(Data excerpts)

──────────

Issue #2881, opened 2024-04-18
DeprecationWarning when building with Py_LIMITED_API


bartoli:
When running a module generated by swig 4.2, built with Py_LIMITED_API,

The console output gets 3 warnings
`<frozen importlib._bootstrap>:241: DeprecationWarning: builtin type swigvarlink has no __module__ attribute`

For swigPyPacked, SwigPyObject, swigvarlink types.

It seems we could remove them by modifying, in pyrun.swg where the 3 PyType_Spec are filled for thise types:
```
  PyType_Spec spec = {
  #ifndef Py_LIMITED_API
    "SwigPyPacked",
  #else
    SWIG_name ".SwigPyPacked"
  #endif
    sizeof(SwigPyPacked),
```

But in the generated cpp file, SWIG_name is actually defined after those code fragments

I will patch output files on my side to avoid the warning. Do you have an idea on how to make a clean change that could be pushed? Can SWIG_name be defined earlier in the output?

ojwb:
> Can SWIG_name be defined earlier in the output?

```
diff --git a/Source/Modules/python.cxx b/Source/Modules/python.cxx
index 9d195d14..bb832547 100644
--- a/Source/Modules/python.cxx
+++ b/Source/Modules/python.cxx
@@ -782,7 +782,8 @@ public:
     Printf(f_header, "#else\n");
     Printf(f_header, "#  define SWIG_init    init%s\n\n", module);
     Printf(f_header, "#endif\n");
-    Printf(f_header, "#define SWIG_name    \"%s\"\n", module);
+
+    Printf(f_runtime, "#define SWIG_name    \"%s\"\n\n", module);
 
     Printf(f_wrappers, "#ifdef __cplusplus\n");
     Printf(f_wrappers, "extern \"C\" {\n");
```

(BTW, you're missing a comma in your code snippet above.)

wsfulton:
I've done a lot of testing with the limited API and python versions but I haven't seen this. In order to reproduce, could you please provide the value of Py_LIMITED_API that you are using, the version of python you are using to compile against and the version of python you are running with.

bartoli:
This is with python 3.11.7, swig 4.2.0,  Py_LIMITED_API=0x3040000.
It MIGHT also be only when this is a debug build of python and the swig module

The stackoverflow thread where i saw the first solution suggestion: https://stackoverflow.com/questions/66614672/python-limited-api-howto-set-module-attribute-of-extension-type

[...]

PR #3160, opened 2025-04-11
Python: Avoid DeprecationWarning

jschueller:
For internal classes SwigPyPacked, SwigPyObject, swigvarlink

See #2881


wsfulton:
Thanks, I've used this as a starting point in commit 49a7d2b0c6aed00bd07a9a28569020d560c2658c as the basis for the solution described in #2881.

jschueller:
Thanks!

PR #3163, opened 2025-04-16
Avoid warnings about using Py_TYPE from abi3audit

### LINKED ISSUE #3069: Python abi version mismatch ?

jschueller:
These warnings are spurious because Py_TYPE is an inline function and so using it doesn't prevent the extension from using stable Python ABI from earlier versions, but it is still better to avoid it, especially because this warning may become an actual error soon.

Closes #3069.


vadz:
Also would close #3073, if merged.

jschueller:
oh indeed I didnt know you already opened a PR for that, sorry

──────────

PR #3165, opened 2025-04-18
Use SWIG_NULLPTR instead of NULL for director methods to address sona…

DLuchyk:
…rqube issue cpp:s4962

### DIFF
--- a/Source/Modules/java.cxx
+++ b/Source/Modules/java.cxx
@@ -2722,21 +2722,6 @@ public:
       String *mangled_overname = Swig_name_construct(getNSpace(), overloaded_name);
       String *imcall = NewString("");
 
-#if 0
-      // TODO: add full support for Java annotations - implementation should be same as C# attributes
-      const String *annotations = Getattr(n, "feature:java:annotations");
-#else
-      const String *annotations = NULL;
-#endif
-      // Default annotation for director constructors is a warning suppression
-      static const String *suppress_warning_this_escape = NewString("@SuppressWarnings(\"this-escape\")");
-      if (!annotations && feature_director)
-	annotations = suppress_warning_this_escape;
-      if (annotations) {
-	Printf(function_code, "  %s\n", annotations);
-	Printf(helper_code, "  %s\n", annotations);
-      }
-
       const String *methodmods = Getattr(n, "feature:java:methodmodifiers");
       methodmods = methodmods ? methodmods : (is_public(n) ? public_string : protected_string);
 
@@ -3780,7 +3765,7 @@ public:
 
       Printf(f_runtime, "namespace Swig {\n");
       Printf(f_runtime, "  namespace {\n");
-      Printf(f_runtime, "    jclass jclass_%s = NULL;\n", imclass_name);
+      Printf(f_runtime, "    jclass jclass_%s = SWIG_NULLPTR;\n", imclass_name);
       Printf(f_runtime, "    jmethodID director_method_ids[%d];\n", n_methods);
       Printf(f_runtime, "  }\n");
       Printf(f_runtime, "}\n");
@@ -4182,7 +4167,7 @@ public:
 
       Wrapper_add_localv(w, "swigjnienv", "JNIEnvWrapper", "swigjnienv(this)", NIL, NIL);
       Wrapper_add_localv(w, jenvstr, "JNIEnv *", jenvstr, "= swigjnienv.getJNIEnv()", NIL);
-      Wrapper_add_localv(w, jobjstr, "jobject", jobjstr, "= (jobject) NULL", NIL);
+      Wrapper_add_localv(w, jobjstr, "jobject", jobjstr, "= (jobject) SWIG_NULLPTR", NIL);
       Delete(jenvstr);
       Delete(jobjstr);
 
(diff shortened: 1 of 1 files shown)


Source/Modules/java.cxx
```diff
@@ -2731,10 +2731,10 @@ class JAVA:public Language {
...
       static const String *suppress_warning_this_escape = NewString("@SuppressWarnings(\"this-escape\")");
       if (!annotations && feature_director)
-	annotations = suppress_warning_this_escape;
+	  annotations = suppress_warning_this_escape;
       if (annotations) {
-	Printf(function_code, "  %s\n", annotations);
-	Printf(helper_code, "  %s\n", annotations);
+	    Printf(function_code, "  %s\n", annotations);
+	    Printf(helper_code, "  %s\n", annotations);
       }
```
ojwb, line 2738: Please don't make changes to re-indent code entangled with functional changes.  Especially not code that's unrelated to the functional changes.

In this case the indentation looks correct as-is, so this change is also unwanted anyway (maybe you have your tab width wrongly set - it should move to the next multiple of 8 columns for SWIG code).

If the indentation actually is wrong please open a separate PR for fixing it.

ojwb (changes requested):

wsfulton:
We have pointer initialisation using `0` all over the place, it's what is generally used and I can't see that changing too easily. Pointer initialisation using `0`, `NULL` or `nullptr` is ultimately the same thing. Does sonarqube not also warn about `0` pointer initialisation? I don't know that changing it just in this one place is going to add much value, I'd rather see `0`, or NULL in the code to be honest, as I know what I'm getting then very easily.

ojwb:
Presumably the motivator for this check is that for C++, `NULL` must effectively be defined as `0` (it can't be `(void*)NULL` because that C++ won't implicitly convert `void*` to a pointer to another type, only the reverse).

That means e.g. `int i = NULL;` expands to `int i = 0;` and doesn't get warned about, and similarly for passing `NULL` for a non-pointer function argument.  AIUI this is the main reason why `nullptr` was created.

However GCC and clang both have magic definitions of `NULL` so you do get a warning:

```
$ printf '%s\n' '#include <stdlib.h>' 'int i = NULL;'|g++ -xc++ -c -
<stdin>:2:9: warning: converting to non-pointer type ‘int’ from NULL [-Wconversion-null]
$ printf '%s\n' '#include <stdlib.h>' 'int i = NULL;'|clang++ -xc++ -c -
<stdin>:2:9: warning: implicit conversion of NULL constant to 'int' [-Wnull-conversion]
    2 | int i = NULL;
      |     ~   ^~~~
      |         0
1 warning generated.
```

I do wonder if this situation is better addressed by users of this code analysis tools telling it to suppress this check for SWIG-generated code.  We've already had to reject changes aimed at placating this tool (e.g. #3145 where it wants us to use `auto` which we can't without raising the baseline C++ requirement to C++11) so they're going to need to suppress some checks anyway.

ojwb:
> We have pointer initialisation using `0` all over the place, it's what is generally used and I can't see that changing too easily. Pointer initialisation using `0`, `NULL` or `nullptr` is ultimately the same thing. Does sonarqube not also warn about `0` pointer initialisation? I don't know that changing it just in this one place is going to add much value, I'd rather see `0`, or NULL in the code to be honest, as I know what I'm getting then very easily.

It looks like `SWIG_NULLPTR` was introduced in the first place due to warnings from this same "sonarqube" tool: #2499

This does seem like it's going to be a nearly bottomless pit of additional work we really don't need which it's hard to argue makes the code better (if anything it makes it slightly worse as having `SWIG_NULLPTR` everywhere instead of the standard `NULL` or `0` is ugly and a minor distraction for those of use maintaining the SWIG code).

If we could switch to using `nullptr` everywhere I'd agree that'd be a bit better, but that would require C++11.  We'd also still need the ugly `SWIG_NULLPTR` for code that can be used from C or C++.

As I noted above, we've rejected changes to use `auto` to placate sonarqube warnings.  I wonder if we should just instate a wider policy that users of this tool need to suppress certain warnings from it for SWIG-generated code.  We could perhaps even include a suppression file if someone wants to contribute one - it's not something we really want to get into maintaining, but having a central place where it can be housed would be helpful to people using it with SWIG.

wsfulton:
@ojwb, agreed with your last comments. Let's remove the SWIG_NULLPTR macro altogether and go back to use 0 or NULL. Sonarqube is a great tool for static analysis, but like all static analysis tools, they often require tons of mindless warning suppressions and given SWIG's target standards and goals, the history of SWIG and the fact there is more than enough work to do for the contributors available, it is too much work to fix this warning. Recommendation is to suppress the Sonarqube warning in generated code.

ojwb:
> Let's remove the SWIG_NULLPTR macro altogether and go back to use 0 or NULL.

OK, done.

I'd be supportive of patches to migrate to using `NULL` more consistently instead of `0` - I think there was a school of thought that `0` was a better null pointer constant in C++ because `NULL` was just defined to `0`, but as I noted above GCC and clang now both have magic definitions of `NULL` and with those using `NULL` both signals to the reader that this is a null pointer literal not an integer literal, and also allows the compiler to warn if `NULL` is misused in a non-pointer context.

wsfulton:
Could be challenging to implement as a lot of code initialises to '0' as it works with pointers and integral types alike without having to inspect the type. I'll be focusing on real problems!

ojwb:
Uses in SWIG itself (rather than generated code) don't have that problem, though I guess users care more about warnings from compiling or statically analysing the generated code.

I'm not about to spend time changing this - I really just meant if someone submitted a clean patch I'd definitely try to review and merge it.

──────────

WHAT TO DO ::
Reproduce the entries above exactly, but only the lines between the line holding "Issue #2881, opened 2024-04-18" and the line holding "importlib._bootstrap>:241: DeprecationWarning: builtin", inclusive.

EXPECTED ANSWER ::
Issue #2881, opened 2024-04-18
DeprecationWarning when building with Py_LIMITED_API


bartoli:
When running a module generated by swig 4.2, built with Py_LIMITED_API,

The console output gets 3 warnings
`<frozen importlib._bootstrap>:241: DeprecationWarning: builtin type swigvarlink has no __module__ attribute`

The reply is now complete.